--- START ---
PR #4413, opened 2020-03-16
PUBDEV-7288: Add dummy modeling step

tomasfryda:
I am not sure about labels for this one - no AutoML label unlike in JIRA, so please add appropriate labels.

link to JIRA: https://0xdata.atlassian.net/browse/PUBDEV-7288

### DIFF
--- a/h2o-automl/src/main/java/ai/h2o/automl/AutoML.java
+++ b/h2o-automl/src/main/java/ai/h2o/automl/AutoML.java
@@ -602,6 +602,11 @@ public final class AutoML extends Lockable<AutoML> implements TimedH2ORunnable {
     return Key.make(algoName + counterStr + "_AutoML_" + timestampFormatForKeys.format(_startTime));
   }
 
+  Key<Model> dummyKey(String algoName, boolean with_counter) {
--- END ---
Action item: From the line holding "-602,6 +602,11 @@" to the final line of the data, output each line exactly and nothing more.

Response area:
@@ -602,6 +602,11 @@ public final class AutoML extends Lockable<AutoML> implements TimedH2ORunnable {
     return Key.make(algoName + counterStr + "_AutoML_" + timestampFormatForKeys.format(_startTime));
   }
 
+  Key<Model> dummyKey(String algoName, boolean with_counter) {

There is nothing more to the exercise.